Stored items
★ ★ ★ ★ ★ ★ ★

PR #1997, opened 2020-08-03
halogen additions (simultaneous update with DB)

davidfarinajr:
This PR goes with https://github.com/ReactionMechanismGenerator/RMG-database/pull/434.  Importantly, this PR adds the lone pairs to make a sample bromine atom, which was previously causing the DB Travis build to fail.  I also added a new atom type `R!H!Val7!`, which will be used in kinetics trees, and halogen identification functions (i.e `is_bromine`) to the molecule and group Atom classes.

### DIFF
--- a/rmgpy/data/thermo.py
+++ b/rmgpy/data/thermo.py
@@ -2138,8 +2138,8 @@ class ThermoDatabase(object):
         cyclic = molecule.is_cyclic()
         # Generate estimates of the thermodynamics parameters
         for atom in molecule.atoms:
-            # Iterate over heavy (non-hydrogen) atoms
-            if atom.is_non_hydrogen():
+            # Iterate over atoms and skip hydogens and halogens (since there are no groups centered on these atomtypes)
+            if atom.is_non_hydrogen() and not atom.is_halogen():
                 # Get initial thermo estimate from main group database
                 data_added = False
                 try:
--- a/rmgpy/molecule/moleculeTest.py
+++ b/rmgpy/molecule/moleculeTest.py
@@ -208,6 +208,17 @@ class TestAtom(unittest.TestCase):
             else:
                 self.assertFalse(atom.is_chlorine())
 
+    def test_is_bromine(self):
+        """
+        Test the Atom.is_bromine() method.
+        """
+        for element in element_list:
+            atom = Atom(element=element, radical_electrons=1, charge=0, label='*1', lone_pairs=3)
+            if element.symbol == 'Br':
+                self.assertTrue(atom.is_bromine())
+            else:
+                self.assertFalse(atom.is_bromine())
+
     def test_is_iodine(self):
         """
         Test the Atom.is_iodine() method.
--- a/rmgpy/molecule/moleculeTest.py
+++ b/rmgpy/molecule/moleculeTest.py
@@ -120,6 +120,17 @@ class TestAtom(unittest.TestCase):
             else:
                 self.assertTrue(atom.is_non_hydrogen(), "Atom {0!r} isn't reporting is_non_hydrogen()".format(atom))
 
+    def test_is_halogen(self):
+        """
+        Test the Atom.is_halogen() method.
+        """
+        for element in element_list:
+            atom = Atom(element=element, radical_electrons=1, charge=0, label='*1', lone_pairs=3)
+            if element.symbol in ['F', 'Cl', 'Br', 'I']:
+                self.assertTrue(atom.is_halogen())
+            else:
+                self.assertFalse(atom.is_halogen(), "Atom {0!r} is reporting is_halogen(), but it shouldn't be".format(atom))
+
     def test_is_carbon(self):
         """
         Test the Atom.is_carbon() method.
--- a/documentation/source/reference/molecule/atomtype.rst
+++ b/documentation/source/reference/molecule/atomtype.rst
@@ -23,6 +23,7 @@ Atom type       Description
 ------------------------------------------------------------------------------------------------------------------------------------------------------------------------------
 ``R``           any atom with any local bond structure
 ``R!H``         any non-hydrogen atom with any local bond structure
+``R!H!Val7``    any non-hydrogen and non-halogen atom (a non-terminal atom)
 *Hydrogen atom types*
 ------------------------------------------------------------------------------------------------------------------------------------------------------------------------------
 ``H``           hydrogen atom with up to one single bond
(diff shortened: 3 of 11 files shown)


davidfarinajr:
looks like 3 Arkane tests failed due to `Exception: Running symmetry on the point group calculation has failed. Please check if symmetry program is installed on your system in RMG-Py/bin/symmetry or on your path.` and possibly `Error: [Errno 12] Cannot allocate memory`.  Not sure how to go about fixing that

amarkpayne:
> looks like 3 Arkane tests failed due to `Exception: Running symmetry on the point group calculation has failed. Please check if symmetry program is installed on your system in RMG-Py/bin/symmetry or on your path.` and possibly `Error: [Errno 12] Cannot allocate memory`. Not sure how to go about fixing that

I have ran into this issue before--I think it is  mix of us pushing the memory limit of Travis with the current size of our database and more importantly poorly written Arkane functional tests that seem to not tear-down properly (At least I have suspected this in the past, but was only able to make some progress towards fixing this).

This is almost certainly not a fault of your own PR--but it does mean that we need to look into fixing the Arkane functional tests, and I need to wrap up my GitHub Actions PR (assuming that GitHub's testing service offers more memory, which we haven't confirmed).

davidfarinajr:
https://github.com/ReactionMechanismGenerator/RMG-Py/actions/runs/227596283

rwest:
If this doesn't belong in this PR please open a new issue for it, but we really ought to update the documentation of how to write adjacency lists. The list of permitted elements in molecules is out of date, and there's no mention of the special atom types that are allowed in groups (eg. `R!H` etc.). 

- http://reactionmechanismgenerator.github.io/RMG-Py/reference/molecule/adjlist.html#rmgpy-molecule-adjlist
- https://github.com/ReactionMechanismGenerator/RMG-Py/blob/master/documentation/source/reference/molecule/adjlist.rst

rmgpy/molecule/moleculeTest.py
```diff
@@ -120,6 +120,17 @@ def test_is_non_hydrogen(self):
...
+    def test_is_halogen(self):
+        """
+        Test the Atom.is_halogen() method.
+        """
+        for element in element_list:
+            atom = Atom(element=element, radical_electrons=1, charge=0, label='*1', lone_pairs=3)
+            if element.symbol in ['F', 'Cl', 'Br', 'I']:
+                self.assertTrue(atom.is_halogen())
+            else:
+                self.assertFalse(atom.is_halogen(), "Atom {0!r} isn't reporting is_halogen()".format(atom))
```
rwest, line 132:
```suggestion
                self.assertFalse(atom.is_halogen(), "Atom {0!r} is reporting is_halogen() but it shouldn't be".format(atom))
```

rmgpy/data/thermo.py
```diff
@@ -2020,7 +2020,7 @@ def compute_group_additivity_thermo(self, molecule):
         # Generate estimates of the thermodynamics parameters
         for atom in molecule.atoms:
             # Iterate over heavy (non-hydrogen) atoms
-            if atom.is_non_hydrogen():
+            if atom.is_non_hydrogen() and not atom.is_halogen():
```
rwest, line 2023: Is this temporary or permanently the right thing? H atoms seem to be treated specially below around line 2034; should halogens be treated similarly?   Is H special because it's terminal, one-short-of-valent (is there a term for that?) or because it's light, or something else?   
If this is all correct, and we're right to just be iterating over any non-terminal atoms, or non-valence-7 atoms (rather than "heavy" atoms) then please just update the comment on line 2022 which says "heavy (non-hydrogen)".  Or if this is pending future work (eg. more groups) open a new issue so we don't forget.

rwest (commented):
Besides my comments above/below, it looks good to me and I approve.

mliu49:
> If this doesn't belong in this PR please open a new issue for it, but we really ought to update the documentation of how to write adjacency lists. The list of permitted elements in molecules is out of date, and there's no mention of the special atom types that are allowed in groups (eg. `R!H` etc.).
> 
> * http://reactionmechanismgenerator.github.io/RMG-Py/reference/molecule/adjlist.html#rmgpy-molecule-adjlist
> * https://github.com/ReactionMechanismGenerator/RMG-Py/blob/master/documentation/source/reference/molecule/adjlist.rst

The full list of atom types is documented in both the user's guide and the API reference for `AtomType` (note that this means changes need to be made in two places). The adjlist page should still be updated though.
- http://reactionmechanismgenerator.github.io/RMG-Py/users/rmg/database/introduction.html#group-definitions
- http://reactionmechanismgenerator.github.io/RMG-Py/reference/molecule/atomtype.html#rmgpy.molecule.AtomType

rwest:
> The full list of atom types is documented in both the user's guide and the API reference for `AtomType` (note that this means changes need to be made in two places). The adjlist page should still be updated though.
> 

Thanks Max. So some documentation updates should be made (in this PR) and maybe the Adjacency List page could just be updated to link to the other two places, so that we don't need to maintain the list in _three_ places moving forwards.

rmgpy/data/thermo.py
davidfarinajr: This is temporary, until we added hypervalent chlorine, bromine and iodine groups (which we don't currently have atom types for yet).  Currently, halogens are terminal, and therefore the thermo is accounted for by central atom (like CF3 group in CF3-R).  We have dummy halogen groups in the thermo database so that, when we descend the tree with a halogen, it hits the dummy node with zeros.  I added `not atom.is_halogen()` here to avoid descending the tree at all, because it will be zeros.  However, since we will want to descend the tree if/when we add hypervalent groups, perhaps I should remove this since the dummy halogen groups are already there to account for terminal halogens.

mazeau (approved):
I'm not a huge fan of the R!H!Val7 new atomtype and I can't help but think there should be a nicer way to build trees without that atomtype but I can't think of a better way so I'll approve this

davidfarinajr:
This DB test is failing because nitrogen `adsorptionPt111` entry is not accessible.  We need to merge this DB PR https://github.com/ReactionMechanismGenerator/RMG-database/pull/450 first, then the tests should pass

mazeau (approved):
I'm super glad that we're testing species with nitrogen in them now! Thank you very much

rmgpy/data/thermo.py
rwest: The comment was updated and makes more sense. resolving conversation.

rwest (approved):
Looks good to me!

★ ★ ★ ★ ★ ★ ★

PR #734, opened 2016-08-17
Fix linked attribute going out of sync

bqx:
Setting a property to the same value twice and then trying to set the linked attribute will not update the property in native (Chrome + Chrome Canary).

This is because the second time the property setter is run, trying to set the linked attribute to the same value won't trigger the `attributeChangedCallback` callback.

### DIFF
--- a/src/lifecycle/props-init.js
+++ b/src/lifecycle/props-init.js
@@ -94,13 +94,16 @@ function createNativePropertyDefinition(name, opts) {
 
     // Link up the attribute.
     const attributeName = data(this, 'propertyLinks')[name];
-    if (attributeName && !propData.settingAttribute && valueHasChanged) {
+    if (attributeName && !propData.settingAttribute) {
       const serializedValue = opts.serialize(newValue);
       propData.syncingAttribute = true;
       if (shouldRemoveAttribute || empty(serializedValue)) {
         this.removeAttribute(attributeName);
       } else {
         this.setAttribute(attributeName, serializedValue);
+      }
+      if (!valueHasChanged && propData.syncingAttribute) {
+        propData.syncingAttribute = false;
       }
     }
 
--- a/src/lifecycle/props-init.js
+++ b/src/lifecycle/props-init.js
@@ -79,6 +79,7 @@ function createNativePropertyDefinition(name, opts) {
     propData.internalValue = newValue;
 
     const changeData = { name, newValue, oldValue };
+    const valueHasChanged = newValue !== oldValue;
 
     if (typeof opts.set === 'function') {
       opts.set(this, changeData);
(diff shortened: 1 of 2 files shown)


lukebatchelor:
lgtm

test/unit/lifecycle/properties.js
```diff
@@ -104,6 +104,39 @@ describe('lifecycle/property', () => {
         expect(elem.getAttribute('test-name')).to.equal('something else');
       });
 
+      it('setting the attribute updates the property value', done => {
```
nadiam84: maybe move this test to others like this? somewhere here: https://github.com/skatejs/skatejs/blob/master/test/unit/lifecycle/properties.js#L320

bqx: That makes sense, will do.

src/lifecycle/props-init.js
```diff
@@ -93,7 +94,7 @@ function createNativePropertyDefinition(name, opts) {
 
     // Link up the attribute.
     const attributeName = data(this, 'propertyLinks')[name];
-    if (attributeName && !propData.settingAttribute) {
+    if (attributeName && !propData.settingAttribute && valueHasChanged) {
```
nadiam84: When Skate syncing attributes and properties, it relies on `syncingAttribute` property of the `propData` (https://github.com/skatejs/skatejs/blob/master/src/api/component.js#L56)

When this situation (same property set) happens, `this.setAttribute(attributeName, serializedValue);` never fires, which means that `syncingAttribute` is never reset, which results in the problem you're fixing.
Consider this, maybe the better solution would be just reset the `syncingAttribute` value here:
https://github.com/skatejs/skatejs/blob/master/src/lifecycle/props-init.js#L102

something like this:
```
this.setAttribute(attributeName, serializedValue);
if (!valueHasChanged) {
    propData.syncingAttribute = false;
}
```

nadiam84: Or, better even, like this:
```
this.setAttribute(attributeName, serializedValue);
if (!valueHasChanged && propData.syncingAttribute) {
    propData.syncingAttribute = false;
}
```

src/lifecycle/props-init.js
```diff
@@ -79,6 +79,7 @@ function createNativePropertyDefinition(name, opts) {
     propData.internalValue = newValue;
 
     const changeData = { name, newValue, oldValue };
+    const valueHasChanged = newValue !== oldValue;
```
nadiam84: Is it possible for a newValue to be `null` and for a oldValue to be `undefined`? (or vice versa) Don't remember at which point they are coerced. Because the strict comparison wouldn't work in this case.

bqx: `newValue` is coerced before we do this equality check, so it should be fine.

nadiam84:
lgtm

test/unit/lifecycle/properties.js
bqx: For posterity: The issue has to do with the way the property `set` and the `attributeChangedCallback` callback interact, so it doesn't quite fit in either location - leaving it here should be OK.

★ ★ ★ ★ ★ ★ ★

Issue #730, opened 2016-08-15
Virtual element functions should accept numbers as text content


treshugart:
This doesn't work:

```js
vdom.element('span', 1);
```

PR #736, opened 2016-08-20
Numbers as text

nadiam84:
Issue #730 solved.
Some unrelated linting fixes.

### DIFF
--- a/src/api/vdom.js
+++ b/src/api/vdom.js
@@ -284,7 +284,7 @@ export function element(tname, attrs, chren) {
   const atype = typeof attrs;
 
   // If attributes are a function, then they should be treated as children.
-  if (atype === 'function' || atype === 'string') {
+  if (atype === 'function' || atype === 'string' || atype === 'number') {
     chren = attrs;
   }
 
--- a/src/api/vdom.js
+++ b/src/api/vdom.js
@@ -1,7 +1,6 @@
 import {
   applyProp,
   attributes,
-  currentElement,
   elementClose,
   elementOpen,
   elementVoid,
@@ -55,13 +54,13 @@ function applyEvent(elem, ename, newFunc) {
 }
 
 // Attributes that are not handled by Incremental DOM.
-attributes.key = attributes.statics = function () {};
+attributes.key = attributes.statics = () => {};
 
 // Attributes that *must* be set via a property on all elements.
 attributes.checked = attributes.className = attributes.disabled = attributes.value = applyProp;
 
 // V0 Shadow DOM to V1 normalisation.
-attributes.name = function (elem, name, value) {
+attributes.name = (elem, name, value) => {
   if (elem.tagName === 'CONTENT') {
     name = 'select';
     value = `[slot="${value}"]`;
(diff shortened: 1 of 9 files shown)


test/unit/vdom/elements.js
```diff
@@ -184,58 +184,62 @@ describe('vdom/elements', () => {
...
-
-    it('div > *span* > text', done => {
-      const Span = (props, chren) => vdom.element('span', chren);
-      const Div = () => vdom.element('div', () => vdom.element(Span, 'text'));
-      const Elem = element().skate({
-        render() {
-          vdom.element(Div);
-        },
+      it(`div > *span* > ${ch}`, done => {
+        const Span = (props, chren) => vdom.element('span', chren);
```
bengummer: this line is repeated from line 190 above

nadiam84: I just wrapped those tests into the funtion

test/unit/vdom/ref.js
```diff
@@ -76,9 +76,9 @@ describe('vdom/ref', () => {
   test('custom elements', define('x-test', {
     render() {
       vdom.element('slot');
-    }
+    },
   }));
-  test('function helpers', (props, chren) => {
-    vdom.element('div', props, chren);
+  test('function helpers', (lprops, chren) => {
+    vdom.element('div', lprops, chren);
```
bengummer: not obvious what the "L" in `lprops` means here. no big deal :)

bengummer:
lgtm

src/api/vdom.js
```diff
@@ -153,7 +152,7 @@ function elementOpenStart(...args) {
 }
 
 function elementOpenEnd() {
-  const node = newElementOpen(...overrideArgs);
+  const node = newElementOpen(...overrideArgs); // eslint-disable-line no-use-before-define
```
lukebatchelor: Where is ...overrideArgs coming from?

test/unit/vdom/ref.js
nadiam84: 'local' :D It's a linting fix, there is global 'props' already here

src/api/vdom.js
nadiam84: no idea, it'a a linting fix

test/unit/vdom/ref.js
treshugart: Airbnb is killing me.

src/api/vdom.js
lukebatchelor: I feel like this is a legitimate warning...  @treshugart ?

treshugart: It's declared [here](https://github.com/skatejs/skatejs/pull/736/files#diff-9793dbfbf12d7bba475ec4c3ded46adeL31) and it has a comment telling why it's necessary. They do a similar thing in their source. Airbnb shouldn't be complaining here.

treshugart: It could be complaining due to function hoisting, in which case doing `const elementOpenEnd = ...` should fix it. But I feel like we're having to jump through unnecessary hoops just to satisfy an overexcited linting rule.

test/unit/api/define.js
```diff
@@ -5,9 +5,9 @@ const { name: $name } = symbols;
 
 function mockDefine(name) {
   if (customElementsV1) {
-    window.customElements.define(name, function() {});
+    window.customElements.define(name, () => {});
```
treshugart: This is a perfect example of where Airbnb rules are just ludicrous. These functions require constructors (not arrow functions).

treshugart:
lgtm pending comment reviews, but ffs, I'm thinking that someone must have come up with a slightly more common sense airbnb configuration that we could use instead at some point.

★ ★ ★ ★ ★ ★ ★

• _Exercise instructions_
Work out how many lines of the data include the word "must". Then write only that number.

• _Problem solution_
2